PR #293, opened 2022-03-16
Fix bug in live view plugin

ajgdls:
The time_last_frame_ variable was not initialised when the plugin was loaded, which could result in no frames being sent out if the FP was immediately set with a frame_frequency of 0 and a non-zero per_second value.


timcnicholls (changes requested):
I have this same fix on a branch I'm currently working on 👍 

There was a change in the default initialisation policy for `boost::posix_time` at some point which caused this to appear. You have to be careful with the initial value though, as it depends on the granularity of the clock. There is a special constant `min_date_time` which is guaranteed to be less than any clock time value. I used it in the constructor member initialisation list:

```
LiveViewPlugin::LiveViewPlugin() :
    publish_socket_(ZMQ_PUB),
    is_bound_(false),
    time_last_frame_(boost::posix_time::min_date_time)
{
```

timcnicholls (approved):

PR #294, opened 2022-03-16
Allow targeting of frames for specific plugin chains

ajgdls:
Reason:
Xspress detector batches spectra into blocks of 256.  This single "frame" is written to HDF5.  However, the individual incoming MCAs need to be pushed to the live view plugin as they arrive.  We do not want to push them to the FileWriter plugin because the FP will drop into an error state as these individual frames are not expected.

Solution:
Overload the push method and allow a plugin to target a chain for a specific frame or frames.  This could be useful also for sending differing types of frames to different processing plugin chains.

### DIFF
--- a/frameProcessor/include/FrameProcessorPlugin.h
+++ b/frameProcessor/include/FrameProcessorPlugin.h
@@ -54,6 +54,7 @@ public:
 
 protected:
   void push(boost::shared_ptr<Frame> frame);
+  void push(const std::string& plugin_name, boost::shared_ptr<Frame> frame);
 
 private:
   /** Pointer to logger */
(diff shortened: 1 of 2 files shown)


timcnicholls (commented):
This seems like a great idea.

How is the selected plugin chain related to the plugin naming and chain configuration at run time, where the naming in the config passed to the FP is arbitrary. Is this coupling the run-time configuration to a compile-time name, i.e. `plusin_name`??

timcnicholls:
> @timcnicholls do you think there is anything further we should do to enforce this or are you happy with the current open implementation?

I think it's fine as is. The point you made in discussing it at the meeting was entirely valid - there are plenty of other examples in the FP where we couple configuration naming to code.

GDYendell (approved):

PR #297, opened 2022-05-16
Implement frame objects containing multiple datasets in outer chunk dimension

ajgdls:
This PR provides a mechanism for writing frame objects that contain multiple dataset entries in the outer chunking dimension of the frame.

◆ ◆ ◆

◆ Goal of the exercise
The records above should be set down again word for word.

◆ Solution
PR #293, opened 2022-03-16
Fix bug in live view plugin

ajgdls:
The time_last_frame_ variable was not initialised when the plugin was loaded, which could result in no frames being sent out if the FP was immediately set with a frame_frequency of 0 and a non-zero per_second value.


timcnicholls (changes requested):
I have this same fix on a branch I'm currently working on 👍 

There was a change in the default initialisation policy for `boost::posix_time` at some point which caused this to appear. You have to be careful with the initial value though, as it depends on the granularity of the clock. There is a special constant `min_date_time` which is guaranteed to be less than any clock time value. I used it in the constructor member initialisation list:

```
LiveViewPlugin::LiveViewPlugin() :
    publish_socket_(ZMQ_PUB),
    is_bound_(false),
    time_last_frame_(boost::posix_time::min_date_time)
{
```

timcnicholls (approved):

PR #294, opened 2022-03-16
Allow targeting of frames for specific plugin chains

ajgdls:
Reason:
Xspress detector batches spectra into blocks of 256.  This single "frame" is written to HDF5.  However, the individual incoming MCAs need to be pushed to the live view plugin as they arrive.  We do not want to push them to the FileWriter plugin because the FP will drop into an error state as these individual frames are not expected.

Solution:
Overload the push method and allow a plugin to target a chain for a specific frame or frames.  This could be useful also for sending differing types of frames to different processing plugin chains.

### DIFF
--- a/frameProcessor/include/FrameProcessorPlugin.h
+++ b/frameProcessor/include/FrameProcessorPlugin.h
@@ -54,6 +54,7 @@ public:
 
 protected:
   void push(boost::shared_ptr<Frame> frame);
+  void push(const std::string& plugin_name, boost::shared_ptr<Frame> frame);
 
 private:
   /** Pointer to logger */
(diff shortened: 1 of 2 files shown)


timcnicholls (commented):
This seems like a great idea.

How is the selected plugin chain related to the plugin naming and chain configuration at run time, where the naming in the config passed to the FP is arbitrary. Is this coupling the run-time configuration to a compile-time name, i.e. `plusin_name`??

timcnicholls:
> @timcnicholls do you think there is anything further we should do to enforce this or are you happy with the current open implementation?

I think it's fine as is. The point you made in discussing it at the meeting was entirely valid - there are plenty of other examples in the FP where we couple configuration naming to code.

GDYendell (approved):

PR #297, opened 2022-05-16
Implement frame objects containing multiple datasets in outer chunk dimension

ajgdls:
This PR provides a mechanism for writing frame objects that contain multiple dataset entries in the outer chunking dimension of the frame.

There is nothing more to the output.